/---
PR #86, opened 2018-01-04
Add documentation to style guide

rreinhardt9:
To be updated:

- [x] Add a code example of using yard with markdown
- [x] Link to the yard docs
- [x] Add verbiage that explains that we are using markdown in the comments instead of rdoc
- [x] Remove the line about public methods "should" be documented as we are leaving that up to the dev


joshmfrankel:
I think I hit all of our change points listed above. Take a peek and see if we need to add anything else or expand on the example.

rreinhardt9:
Nice!!! I love the updates @joshmfrankel thanks for taking that on! I think if nothing else, it's a great start and we'll learn as we go :100:

rreinhardt9:
Merged! Thanks Y'all!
\---
The word "joshmfrankel" occurs in some lines of the data above; report how many such lines there are, with no other words.

> Exercise result
2